The only other birds found in the islands were the beautiful and rare little bristle-tailed manakin, and two species of curassow-bird. On the mainland, the white bell-bird was found on the loftiest trees of the forest, almost out of gunshot. Three were brought me, much disfigured with blood, having been shot at four or five times each before they fell. The beautiful trumpeter (Psophia crepitans), a different species from that found at Pará, was plentiful here. A rare little toucan (Pteroglossus Azaræ), and a few parrots, hawks, and Brazilian partridges, were the only other birds we met with.

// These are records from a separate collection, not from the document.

PR #19599, opened 2021-08-16
[Help needed][brotli] Remove PowerShell dependency when compile in mingw ports

talregev:
~~Update deprecated function~~
https://github.com/microsoft/vcpkg/blob/master/docs/maintainers/maintainer-guide.md#avoid-deprecated-helper-functions

> 4. vcpkg_copy_tool_dependencies() should be replaced by vcpkg_copy_tools()

I want to remove PowerShell dependency when compile in mingw.
It using PowerShell to copy a file. I think It overkill. 
I will happy if someone can help me to solve this.

### DIFF
--- a/ports/brotli/CONTROL
+++ b/ports/brotli/CONTROL
@@ -1,5 +1,5 @@
 Source: brotli
 Version: 1.0.9
-Port-Version: 1
+Port-Version: 2
 Homepage: https://github.com/google/brotli
 Description: a generic-purpose lossless compression algorithm that compresses data using a combination of a modern variant of the LZ77 algorithm, Huffman coding and 2nd order context modeling.
--- a/ports/brotli/portfile.cmake
+++ b/ports/brotli/portfile.cmake
@@ -21,7 +21,7 @@ vcpkg_install_cmake()
 
 vcpkg_copy_pdbs()
 
-vcpkg_copy_tool_dependencies(${CURRENT_PACKAGES_DIR}/tools/brotli)
+vcpkg_copy_tools(${CURRENT_PACKAGES_DIR}/tools/brotli)
 vcpkg_fixup_cmake_targets(CONFIG_PATH share/unofficial-brotli TARGET_PATH share/unofficial-brotli)
 vcpkg_fixup_pkgconfig()
 
--- a/ports/brotli/portfile.cmake
+++ b/ports/brotli/portfile.cmake
@@ -22,6 +22,10 @@ vcpkg_install_cmake()
 vcpkg_copy_pdbs()
 
 vcpkg_copy_tools(TOOL_NAMES ../tools/brotli/brotli)
+vcpkg_copy_tools(
+    TOOL_NAMES brotli
+    SEARCH_DIR "${CURRENT_PACKAGES_DIR}/tools/brotli/"
+)
 vcpkg_fixup_cmake_targets(CONFIG_PATH share/unofficial-brotli TARGET_PATH share/unofficial-brotli)
 vcpkg_fixup_pkgconfig()
 
--- a/ports/brotli/portfile.cmake
+++ b/ports/brotli/portfile.cmake
@@ -21,7 +21,7 @@ vcpkg_install_cmake()
 
 vcpkg_copy_pdbs()
 
-vcpkg_copy_tools(TOOL_NAMES ${CURRENT_PACKAGES_DIR}/tools/brotli/brotli)
+vcpkg_copy_tools(TOOL_NAMES ../tools/brotli/brotli)
 vcpkg_fixup_cmake_targets(CONFIG_PATH share/unofficial-brotli TARGET_PATH share/unofficial-brotli)
 vcpkg_fixup_pkgconfig()
 
--- a/ports/brotli/portfile.cmake
+++ b/ports/brotli/portfile.cmake
@@ -21,7 +21,7 @@ vcpkg_install_cmake()
 
 vcpkg_copy_pdbs()
 
-vcpkg_copy_tools(TOOL_NAMES ${CURRENT_PACKAGES_DIR}/tools/brotli)
+vcpkg_copy_tools(TOOL_NAMES ${CURRENT_PACKAGES_DIR}/tools/brotli/brotli)
 vcpkg_fixup_cmake_targets(CONFIG_PATH share/unofficial-brotli TARGET_PATH share/unofficial-brotli)
 vcpkg_fixup_pkgconfig()
 
--- a/ports/brotli/portfile.cmake
+++ b/ports/brotli/portfile.cmake
@@ -21,7 +21,7 @@ vcpkg_install_cmake()
 
 vcpkg_copy_pdbs()
 
-vcpkg_copy_tools(${CURRENT_PACKAGES_DIR}/tools/brotli)
+vcpkg_copy_tools(TOOL_NAMES ${CURRENT_PACKAGES_DIR}/tools/brotli)
 vcpkg_fixup_cmake_targets(CONFIG_PATH share/unofficial-brotli TARGET_PATH share/unofficial-brotli)
 vcpkg_fixup_pkgconfig()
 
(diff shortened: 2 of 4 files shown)


talregev:
It looking for this file now:
/home/tal/vcpkg/packages/brotli_x64-linux/bin/../tools/brotli/brotli
The problem there isn't a bin folder there:
image

JonLiu1993:
The gdal and paraview breaks due CI basline error,just wait CI error fixed.

talregev:
Also for mingw it using powershell to copy the tool. It seems to me overkill. Can we do it without powerShell?

JackBoosY:
We currently have to use powershell in Windows to call dumpbin through the ps1 script to analyze executable dependencies, so as to copy these dependent libraries to the executable directory.

JackBoosY:
I saw that the execution of powershell is restricted by `VCPKG_TARGET_IS_WINDOWS`, this issue should not happen again:
https://github.com/microsoft/vcpkg/blob/6b24f0fa76d171c5756f01f407682f7274cfe238/scripts/cmake/vcpkg_copy_tool_dependencies.cmake#L36-L49

JackBoosY:
@longnguyen2004 @cristianadam 
https://github.com/microsoft/vcpkg/blob/6b24f0fa76d171c5756f01f407682f7274cfe238/scripts/cmake/vcpkg_common_definitions.cmake#L52-L55
It seems like our community triplets `x64-mingw-*` only support Windows, right?
How about add *inx support?

talregev:
@JackBoosY 
mingw is support also on linux. The main goal is mingw is to compile binaries on linux.
Other ports are compile in mingw on linux.
For example curl and openssl. I can show you the log how they compile.

longnguyen2004:
Seems like we just need to add `AND CMAKE_HOST_WIN32` to `vcpkg_copy_tool_dependencies`, to prevent it from running under Linux hosts.

talregev:
> Seems like we just need to add `AND CMAKE_HOST_WIN32` to `vcpkg_copy_tool_dependencies`, to prevent it from running under Linux hosts.

Thank you.

talregev:
@longnguyen2004 After this change, it still copy the tool in mingw linux to the right place?

longnguyen2004:
> @longnguyen2004 After this change, it still copy the tool in mingw linux to the right place?

It'd copy the tools (`*.exe`) but not the dependencies (`*.dll`), since we rely on the PowerShell script for that.

talregev:
> > @longnguyen2004 After this change, it still copy the tool in mingw linux to the right place?
> 
> It'd copy the tools (`*.exe`) but not the dependencies (`*.dll`), since we rely on the PowerShell script for that.

Great. on mingw on linux there still `tools/brotli/brotli`. 
So it will copy it with linux bash command?

JackBoosY:
@longnguyen2004 I think we should step further, in my [comment](https://github.com/microsoft/vcpkg/pull/19599#issuecomment-900837553) we set the vcpkg target, so it will affect more code.

talregev:
On mingw on linux, and the linux port. there still a binary tool that need to copy.
How you going to handle that after the change?

longnguyen2004:
IIRC, that would be handled by `vcpkg_copy_tools`, not `vcpkg_copy_tools_dependencies`.

talregev:
> IIRC, that would be handled by `vcpkg_copy_tools`, not `vcpkg_copy_tools_dependencies`.

Thank you for the explanation!

talregev:
> Seems like we just need to add `AND CMAKE_HOST_WIN32` to `vcpkg_copy_tool_dependencies`, to prevent it from running under Linux hosts. So that would be `if (VCPKG_TARGET_IS_WINDOWS AND CMAKE_HOST_WIN32)`

Can you make the change?

dg0yt:
> I want to remove PowerShell dependency when compile in mingw.
> It using PowerShell to copy a file. I think It overkill.
> I will happy if someone can help me to solve this.

Please don't remove this unconditionally based on a single opinion. I do understand the wish to use vpckg without powershell on Linux. But I don't want different scripts to copy DLLs for mingw dynamic triplets. 
ATM the powershell scripts for EXE/DLL deployment don't use path separators in a portable way but this can be fixed. Then it will not only copy "a single file".

However, I would happily support migration to portable cmake scripts instead of powershell.

talregev:
> > I want to remove PowerShell dependency when compile in mingw.
> > It using PowerShell to copy a file. I think It overkill.
> > I will happy if someone can help me to solve this.
> 
> Please don't remove this unconditionally based on a single opinion. I do understand the wish to use vpckg without powershell on Linux. But I don't want different scripts to copy DLLs for mingw dynamic triplets.
> ATM the powershell scripts for EXE/DLL deployment don't use path separators in a portable way but this can be fixed. Then it will not only copy "a single file".
> 
> However, I would happily support migration to portable cmake scripts instead of powershell.

That acceptable. 
When will  you start work on this migration?

dg0yt:
> When will you start work on this migration?

Perhaps when the PR review experience gets a little smoother in particular with regard to explaining CMake behaviour...

But basically migrating from PS to cmake scripts should be a conscious decision. There is nothing broken by requiring Powershell, but there is a lot to break by replacing scripts. It is not just appdeploy.ps1 but also additional scripts in other ports. And there are not unit tests, only full rebuilds.

IMO it is not necessary to do this switch (at least at the moment). Powershell is an excellent tool. The only trouble is not used very often outside Windows, and there is already a huge number of scripting languages in use in vcpkg. With CMake, vcpkg already has a cross-platform language, and it even includes parts of the features of appdeploy.ps1.

longnguyen2004:
So, should we move on with removing this functionality on Linux hosts, or just leave it there as is?

JackBoosY:
@longnguyen2004  How about change here according with HOST_WIN:
https://github.com/microsoft/vcpkg/blob/6b24f0fa76d171c5756f01f407682f7274cfe238/scripts/cmake/vcpkg_common_definitions.cmake#L52-L55

longnguyen2004:
No, that part is correct as it is.

JackBoosY:
@longnguyen2004  Oh yes it is. Please ping me in your PR so I can review it.

dg0yt:
> So, should we move on with removing this functionality on Linux hosts, or just leave it there as is?

IMO the DLL copying must be fixed, not made impossible, for mingw on Linux hosts: If a binary package was built on Linux using `x64-mingw-dynamic` triplet, it must be immediately usable on a x64 Windows host, just as if it was compiled there (or as if compiled with x64-windows).

cristianadam:
CMake starting with version 3.16 has [file(GET_RUNTIME_DEPENDENCIES)](https://cmake.org/cmake/help/latest/command/file.html?#get-runtime-dependencies) which could be used instead of relying on Powershell.

The less dependencies the better.

dg0yt:
> CMake starting with version 3.16 has [file(GET_RUNTIME_DEPENDENCIES)](https://cmake.org/cmake/help/latest/command/file.html?#get-runtime-dependencies) which could be used instead of relying on Powershell.
> 
> The less dependencies the better.

Yes, I raised this already in another discussion. And even before that, I successfully used `BundleUtilities` across all platforms. 
A common difficulty is handling plugins, e.g. for Qt.

Neumann-A:
> A common difficulty is handling plugins, e.g. for Qt.

run `<platform>deployqt` if available or just install all plugins which are available at that point.

dg0yt:
> just install all plugins which are available at that point.

I guess this what is done by qtdeploy.ps1. (?)

Neumann-A:
No it tries to be clever and look what qt libraries the target depends upon. I didn't write that script so I don't know all the details

dg0yt:
> No it tries to be clever and look what qt libraries the target depends upon. I didn't write that script so I don't know all the details.

That is why I'm concerned about porting to cmake. It is hard to understand all the details and past decisions.  And CI won't catch missing plugins, or transitive dependencies of plugins.

IIRC another aspect is that the appdeploy script must run from msbuild, and I can't even test this locally.

JackBoosY:
In a favor of https://github.com/microsoft/vcpkg/pull/19631.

Insects were by no means abundant, there being few paths in the woods in which to hunt for them or to cause them to accumulate together; for I have invariably found that in an open path through the forest the chequered light and shade causes a variety of plants to spring up and flowers to blow, which in their turn attract a great variety of insects. An open pathway seems to have similar attractions for many kinds of insects to what it has for ourselves. The great blue butterflies, and many smaller ones, will course along it for miles, and if driven into the forest will generally soon return to it again. The gleams of sunshine and the free current of air attract some; others seek the blossoms which there abound; while every particle of animal matter in the pathway is sure to be visited by a number of different species: so that upon the number and extent of the paths and roads which traverse the forest will depend in a great measure the success of the entomologist in these parts of South America.